--- GIVEN DATA ---
↓

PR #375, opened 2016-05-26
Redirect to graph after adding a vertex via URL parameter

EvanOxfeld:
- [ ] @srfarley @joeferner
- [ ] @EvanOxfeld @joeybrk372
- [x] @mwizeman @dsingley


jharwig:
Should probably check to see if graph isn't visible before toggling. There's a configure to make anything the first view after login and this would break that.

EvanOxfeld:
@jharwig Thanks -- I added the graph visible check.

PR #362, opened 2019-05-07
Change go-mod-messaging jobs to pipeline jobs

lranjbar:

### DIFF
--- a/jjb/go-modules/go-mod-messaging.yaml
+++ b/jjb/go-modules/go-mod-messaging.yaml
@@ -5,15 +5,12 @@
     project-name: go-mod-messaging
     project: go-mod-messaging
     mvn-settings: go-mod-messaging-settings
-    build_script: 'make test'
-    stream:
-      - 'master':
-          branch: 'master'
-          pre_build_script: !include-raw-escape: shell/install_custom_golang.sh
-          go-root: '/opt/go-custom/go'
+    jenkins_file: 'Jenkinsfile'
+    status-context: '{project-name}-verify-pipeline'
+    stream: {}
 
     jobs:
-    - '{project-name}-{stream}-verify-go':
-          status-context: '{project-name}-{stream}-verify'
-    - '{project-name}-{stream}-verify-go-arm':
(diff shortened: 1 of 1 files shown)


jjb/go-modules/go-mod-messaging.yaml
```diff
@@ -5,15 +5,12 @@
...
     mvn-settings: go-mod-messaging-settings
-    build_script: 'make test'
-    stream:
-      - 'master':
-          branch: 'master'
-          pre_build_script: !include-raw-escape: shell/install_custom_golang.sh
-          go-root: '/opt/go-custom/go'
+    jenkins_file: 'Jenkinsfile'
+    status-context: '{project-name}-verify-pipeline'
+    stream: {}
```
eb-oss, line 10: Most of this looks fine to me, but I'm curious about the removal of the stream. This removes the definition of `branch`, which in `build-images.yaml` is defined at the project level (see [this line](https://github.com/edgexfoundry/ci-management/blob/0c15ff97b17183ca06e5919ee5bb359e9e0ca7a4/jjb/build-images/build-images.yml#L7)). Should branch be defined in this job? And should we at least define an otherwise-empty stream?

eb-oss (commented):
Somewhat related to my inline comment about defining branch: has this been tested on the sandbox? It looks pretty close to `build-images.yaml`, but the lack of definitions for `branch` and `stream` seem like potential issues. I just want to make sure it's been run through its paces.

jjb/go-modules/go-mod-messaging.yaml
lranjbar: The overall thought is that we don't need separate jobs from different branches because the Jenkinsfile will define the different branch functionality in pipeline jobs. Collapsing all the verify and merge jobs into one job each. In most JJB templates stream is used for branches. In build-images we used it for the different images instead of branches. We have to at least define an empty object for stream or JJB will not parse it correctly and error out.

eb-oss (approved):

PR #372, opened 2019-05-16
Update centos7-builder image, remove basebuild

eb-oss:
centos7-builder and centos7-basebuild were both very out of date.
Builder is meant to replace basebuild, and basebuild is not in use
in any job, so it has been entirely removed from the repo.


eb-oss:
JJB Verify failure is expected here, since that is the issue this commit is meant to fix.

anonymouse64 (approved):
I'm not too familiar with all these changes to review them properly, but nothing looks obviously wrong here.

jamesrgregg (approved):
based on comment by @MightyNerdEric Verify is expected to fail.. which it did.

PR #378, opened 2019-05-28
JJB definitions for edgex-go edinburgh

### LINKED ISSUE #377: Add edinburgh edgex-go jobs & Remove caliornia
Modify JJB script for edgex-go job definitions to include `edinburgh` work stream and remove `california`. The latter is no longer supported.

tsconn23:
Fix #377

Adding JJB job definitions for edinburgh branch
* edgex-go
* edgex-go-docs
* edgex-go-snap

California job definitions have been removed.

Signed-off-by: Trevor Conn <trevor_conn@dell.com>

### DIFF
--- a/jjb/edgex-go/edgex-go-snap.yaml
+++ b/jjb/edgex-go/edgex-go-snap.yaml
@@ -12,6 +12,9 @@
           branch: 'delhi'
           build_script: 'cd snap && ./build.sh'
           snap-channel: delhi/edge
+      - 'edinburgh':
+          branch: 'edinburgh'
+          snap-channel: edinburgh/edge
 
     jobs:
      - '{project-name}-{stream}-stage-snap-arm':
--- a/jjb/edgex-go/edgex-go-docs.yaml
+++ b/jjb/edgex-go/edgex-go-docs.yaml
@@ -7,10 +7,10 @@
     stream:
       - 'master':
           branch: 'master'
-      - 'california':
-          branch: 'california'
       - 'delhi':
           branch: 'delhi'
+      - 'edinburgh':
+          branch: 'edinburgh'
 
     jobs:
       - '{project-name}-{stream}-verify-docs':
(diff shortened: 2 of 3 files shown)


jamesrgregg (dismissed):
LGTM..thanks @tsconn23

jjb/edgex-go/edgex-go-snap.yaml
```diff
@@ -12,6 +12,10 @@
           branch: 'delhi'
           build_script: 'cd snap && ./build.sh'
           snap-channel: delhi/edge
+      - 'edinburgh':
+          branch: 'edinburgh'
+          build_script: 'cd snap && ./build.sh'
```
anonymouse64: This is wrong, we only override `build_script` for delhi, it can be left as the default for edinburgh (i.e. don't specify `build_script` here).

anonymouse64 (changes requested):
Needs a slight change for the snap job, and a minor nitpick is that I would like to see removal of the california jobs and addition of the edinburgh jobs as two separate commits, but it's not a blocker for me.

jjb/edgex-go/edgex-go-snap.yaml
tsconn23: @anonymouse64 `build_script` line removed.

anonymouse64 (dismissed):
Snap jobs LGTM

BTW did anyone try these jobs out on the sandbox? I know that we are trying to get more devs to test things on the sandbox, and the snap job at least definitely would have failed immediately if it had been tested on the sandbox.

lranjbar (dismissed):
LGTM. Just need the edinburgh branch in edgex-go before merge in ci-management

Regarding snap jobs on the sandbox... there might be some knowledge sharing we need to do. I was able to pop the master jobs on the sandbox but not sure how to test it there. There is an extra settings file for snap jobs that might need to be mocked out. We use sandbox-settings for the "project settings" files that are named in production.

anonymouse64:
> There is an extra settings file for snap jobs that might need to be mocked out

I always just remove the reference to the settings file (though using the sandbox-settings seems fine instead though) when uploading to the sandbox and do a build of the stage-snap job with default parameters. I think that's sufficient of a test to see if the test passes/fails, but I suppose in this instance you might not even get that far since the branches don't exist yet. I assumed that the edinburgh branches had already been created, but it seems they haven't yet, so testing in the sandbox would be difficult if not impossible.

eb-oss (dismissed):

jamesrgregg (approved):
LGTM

↑

--- DESCRIPTION OF THE TASK ---
Beginning at the first line of the records, give again each line exactly as written, ending with the line that contains "graph visible check.".

--- RESULT FOR THIS EXERCISE ---
PR #375, opened 2016-05-26
Redirect to graph after adding a vertex via URL parameter

EvanOxfeld:
- [ ] @srfarley @joeferner
- [ ] @EvanOxfeld @joeybrk372
- [x] @mwizeman @dsingley


jharwig:
Should probably check to see if graph isn't visible before toggling. There's a configure to make anything the first view after login and this would break that.

EvanOxfeld:
@jharwig Thanks -- I added the graph visible check.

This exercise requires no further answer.